Namun, Twitter mengatakan bahwa mereka tidak mengizinkan kelompok terorisme atau kekerasan terhadap warga sipil.
Kembalinya Taliban telah menimbulkan banyak kekhawatiran akan menindak kebebasan berbicara dan HAM terutama hak perempuan.
Taliban juga memberikan kekhawatiran bahwa Afghanistan akan menjadi ‘surga’ bagi terorisme global.
Pejabat Taliban pun telah menanggapi kekhawatiran tersebut dan mengatakan bahwa mereka menginginkan hubungan internasional yang damai.

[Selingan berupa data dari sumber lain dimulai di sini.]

Issue #234, opened 2018-02-28
Name consistency for 3 types of users


astroash:
We have 3 different types of users for this app and they are often called different things. It would be great to have a consistent name for each. It will make naming conventions in the app easier and simpler for us to talk about. As far as I am aware the different names are:

users/visitors
cb/cbusiness/admin
superadmin/twine

I would be up for calling them:
users
cbusiness
admin

But not sure if that accurately covers the use case for each.

eliascodes:
🙏 thanks for opening this

My vote is for:
* visitors
* cbusinesses
* admins

> But not sure if that accurately covers the use case for each.

👆 this is important, maybe @RogeredBacon can fill us in 😃

astroash:
I've decided to go for admin/jwt_secret for the env variables as the the `jwt_secret` is used on both types of users depending on their flow.

eliascodes:
OK but can it be `jwt_secret` and `admin_jwt_secret`. Just calling it `admin_secret` doesn't tell anyone what it's used for.

astroash:
Yeah, sorry that's what I've gone for. Poor use of a forward slash 😞

eliascodes:
What about Visitor/CbAdmin/TwineAdmin? 🔧🙈

astroash:
☝️ Ohhh, I _think_ this works...

@RogeredBacon what do you think?

RogeredBacon:
> What about Visitor/CbAdmin/TwineAdmin? 

I think this one is the clearest, any ambiguity would only come from the fact that you need to be logged in as a CbAdmin to use the app at all really (except registering/reset password etc.), then you'll need to refresh your credentials to be able to access the CbAdmin dashboard. The difference between:

`jwt = { cbEmail: foo }` and `jwt = { cbEmail: foo, admin: true }`

astroash:
Sweet, this should be added somewhere in the docs 😊

PR #236, opened 2018-02-28
🛠 Fix references to jwt secret to include admin version

### LINKED ISSUE #235: Incorrect env variables used for jwt
Depending on the flow of a cbusiness user, they are signed in with a different jwt secret. This was accidentally removed in #224 

If an cbusiness user logs in on the front page they are signed with a normal `jwt_secret`.
If they sign in to their own admin section they are signed with an `admin_jwt_secret`. Login to this area of the app comes with a 5 minute refresh token.

astroash:
- add eslint magic
- update docs to reflect two types of jwt
- include admin_jwt_secret for when cb's login to their admin section

I think I got them all, but let me know if you think anything is missing 😊

Fixes #235 
 #234 #224


docs/config_guide.md
```diff
@@ -1,7 +1,8 @@
 # Configuration Guide
+
 All configuration is stored in the `config` directory located in the project root.
 
-Secrets and configuration variables that are likely to change between deployment environments are stored in a file called `config.env`. This file should *NOT* be checked into source control.
+Secrets and configuration variables that are likely to change between deployment environments are stored in a file called `config.env`. This file should _NOT_ be checked into source control.
```
eliascodes: Looks like someone hasn't stopped prettier from linting markdown files 🤔 lol

eliascodes:
@astroash are we sticking with admin == cbusiness? 😕

docs/config_guide.md
astroash: 🙈 I turned it off half way through this PR

astroash:
> @astroash are we sticking with admin == cbusiness? 😕

@eliascodes there's actually two use cases for the standard `jwt_secret`, it's not just that one is used for cbusinesses and one is used for visitors. I've editted #235 with more details. Let me know if it doesn't make sense.

eliascodes:
@astroash I was talking about the naming convention. You've called the key `admin_jwt_secret`, not `cbusiness_jwt_secret`.

astroash:
@eliascodes yaha, I know that's what you were asking. `jwt_secret` is used on both visitors and cbusiness. cbusinesses have their own admin section to the app, which is when they use a different jwt (`admin_jwt_secret`).

eliascodes:
Lol, but `admin_jwt_secret` will only be used by cbusinesses. If we then have real admin users, what are we going to call their JWT secret?

astroash:
I reckon it's misleading if we call it `cbusiness_jwt_secret`, and have a section on the front page where cbusinesses login with `jwt_secret` not the `cbusiness_jwt_secret`. Maybe they could be called `standard_jwt_secret`, `cbusiness_admin_jwt_secret` & `twine_admin_secret` (for when we add the third flow)?

eliascodes:
> `standard_jwt_secret`, `cbusiness_admin_jwt_secret` & `twine_admin_secret`

That's closer. See [my comment](https://github.com/TwinePlatform/DataPower/issues/234#issuecomment-369298163)

PR #247, opened 2018-03-05
Password reset email now sets token value automatically + CB name validation changed to alphanumeric

### LINKED ISSUE #117: Fix validation for CB name when signing up
Currently its not allowed to input any non-alphabetical characters.

### LINKED ISSUE #128: Need to fix the password reset email to make the link automatically input the token

RogeredBacon:
Changed password template and newPassword page to automatically set the token string to state, meaning the user can just click the link and pick a new password.

Changed CB name validation to alphanumeric rather than alpha

Fixes #128
Fixes #117


react-backend/client/src/components/authentication/newPassword.js
```diff
@@ -8,11 +8,12 @@ import errorMessages from '../errors';
 export default class NewPassword extends Component {
   constructor(props) {
     super(props);
+    const token = this.props.match.params.token;
```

Sementara itu, perusahaan media sosial besar tahun ini telah membuat keputusan penting dalam menangani pemimpin dunia dan kelompok yang berkuasa.
Termasuk mantan Presiden Amerika, Donald Trump yang menghasut kekerasan di sekitar kerusuhan pada 6 Januari dan telah dilarang menggunakan beberapa media sosial besar seperti Twitter.
Tak seperti Facebook dan Whatsapp, Youtube pun tak memberikan tanggapan atas pembatasan maupun larangan terhadap Taliban.
Youtube menunjuk daftar Organisasi Teroris Asing untuk mendefinisikan dan memandu dalam pengklasifikasian teroris yang dimaksud oleh setiap negara.